*** Dataset entries Section Begins ***

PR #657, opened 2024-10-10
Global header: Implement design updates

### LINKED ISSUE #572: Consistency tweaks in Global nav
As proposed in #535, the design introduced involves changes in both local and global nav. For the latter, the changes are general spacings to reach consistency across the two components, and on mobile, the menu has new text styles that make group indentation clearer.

*** Dataset entries Section Ends ***
*** Dataset entries Section Begins ***

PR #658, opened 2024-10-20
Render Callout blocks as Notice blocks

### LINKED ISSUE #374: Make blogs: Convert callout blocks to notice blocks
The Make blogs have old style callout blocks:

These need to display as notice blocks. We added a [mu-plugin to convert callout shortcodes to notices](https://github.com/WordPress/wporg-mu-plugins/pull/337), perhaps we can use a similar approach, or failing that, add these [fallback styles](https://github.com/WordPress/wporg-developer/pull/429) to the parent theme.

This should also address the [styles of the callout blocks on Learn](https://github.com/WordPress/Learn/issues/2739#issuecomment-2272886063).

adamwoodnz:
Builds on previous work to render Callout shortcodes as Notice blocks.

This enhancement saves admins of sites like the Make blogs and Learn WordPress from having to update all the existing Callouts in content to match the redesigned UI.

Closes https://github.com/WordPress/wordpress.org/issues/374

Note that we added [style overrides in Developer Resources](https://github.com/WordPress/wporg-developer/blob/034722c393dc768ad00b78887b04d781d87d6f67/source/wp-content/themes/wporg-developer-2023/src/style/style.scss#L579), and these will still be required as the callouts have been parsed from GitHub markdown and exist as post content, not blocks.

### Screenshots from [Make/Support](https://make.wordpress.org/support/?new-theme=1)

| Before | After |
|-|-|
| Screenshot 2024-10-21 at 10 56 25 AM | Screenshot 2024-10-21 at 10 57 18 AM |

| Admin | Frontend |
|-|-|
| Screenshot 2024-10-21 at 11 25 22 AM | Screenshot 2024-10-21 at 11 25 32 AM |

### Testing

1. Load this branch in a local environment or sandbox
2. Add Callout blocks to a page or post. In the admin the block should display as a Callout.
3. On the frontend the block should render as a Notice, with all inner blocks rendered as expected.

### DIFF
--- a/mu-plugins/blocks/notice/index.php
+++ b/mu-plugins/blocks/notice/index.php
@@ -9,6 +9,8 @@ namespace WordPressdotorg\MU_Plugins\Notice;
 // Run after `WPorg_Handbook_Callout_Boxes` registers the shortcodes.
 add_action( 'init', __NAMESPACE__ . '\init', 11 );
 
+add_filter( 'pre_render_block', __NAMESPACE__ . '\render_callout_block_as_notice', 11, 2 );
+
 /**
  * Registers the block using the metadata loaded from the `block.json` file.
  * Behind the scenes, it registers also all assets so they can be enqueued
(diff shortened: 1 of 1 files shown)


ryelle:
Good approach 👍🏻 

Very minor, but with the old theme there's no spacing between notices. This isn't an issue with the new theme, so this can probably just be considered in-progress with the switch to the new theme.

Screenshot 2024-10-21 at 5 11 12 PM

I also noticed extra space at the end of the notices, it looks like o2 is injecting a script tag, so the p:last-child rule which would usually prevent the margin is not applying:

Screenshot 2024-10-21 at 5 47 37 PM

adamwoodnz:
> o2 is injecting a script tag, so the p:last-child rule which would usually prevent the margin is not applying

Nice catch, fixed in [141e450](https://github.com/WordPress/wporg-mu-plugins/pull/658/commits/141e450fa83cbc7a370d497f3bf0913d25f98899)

*** Dataset entries Section Ends ***

Please copy out every line in the listing that has the string "would".

(Result of the task)
I also noticed extra space at the end of the notices, it looks like o2 is injecting a script tag, so the p:last-child rule which would usually prevent the margin is not applying:
> o2 is injecting a script tag, so the p:last-child rule which would usually prevent the margin is not applying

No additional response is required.